Saved data entries
════════════════
PR #9277, opened 2026-07-09
Set 3D rendering "Shade" to off when synchronized with 2D display settings

ajallphin:
By definition, there is no shading/lighting in the 2D slice views. This PR turns off "Shading" in the volume rendering module whenever synchronized with the 2D slice view display settings. I personally like the way it looks better. Also, with shading on, unless you dial the "Ambient" material setting up to 100, the intensity values shown in the 3D view will always be less than what is shown in the slice views.

| Shade On |
|--------|
||

| Shade Off |
|--------|
|| 

This PR is entirely based on preference, so I won't be offended if it is simply closed and dismissed.

We could also decouple the "Shade" and lighting properties from the 2D to 3D synchronization.

### DIFF
--- a/Modules/Loadable/VolumeRendering/Logic/vtkSlicerVolumeRenderingLogic.cxx
+++ b/Modules/Loadable/VolumeRendering/Logic/vtkSlicerVolumeRenderingLogic.cxx
@@ -607,7 +607,7 @@ void vtkSlicerVolumeRenderingLogic::SetWindowLevelToVolumeProp(double scalarRang
   }
 
   volumeProp->SetInterpolationTypeToLinear();
-  volumeProp->ShadeOn();
+  volumeProp->ShadeOff();
   volumeProp->SetAmbient(0.30);
   volumeProp->SetDiffuse(0.60);
   volumeProp->SetSpecular(0.50);
--- a/Base/Python/slicer/packaging.py
+++ b/Base/Python/slicer/packaging.py
@@ -514,6 +514,17 @@ def _isSlicerAppAvailable() -> bool:
         return False
 
 
+def _isMainQtThread() -> bool:
+    """Check if the current Python call is running on Slicer's main Qt thread."""
+    if not _isSlicerAppAvailable():
+        return False
+
+    import qt
+    import slicer
+
+    return qt.QThread.currentThread() == slicer.app.thread()
+
+
 def pip_install(
     requirements: str | list[str],
     constraints: str | Path | None = None,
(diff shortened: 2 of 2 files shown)


pieper (dismissed):
LGTM 👍 

Anyone see any downside to this?  Maybe make it an opt-in preference for now and make it a breaking change to change it to the default for 6.0?

lassoan:
Right now, if you enable synchronization then shading is forced to be on, which is an unnecessary limitation. We could decouple the `Shade` option from the `Synchronize with Volumes module` option and let the user enable/disable shading independently.

Forcing synchronization to disable shading would not be welcome by all users. For example, we could ask @muratmaga, who have been using synchronization with shading.

Also note that volume rendering can be combined with slice display in 3D (show slice in 3D + set volume rendering clipping with the same slice view), which gives the exactly same cross-sectional display of the volume in 3D as in the slice view, while you would still see nice 3D rendering:

image

Modules/Loadable/VolumeRendering/Logic/vtkSlicerVolumeRenderingLogic.cxx
```diff
@@ -607,7 +607,7 @@ void vtkSlicerVolumeRenderingLogic::SetWindowLevelToVolumeProp(double scalarRang
   }
 
   volumeProp->SetInterpolationTypeToLinear();
-  volumeProp->ShadeOn();
+  volumeProp->ShadeOff();
```
lassoan, line 610: Synchronization is about linking slice view lookup table and volume rendering transfer functions. It is not necessary to also hardcode some unrelated lighting parameters here. I would suggest removing ShadeOff, SetAmbient, SetDiffuse, SetSpecular, SetSpecularPower calls from this method.
```suggestion
```

lassoan:
@ajallphin please confirm that removing the hardcoded lighting settings (instead of changing the hardcoded values) would be an acceptable solution for you.

ajallphin:
Yes, removing the hardcoded settings link is great. However, that will also require changes to make sure the interface isn't locked for editing once "synchronization" is checked.

jamesobutler:
@lassoan would you be able to push the changes regarding the removal of the hardcoded lighting settings based on the latest comments? Then we can integrate/finalize this PR as well.

lassoan (approved):
Thanks, removing shade setting should work well.

lassoan:
I've accidentally closed this PR (the branch has become empty because of the commit was rejected due to long first line), so I created a follow-up at https://github.com/Slicer/Slicer/pull/9390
════════════════
How many of the lines above contain the string "which"? Give the count alone.

2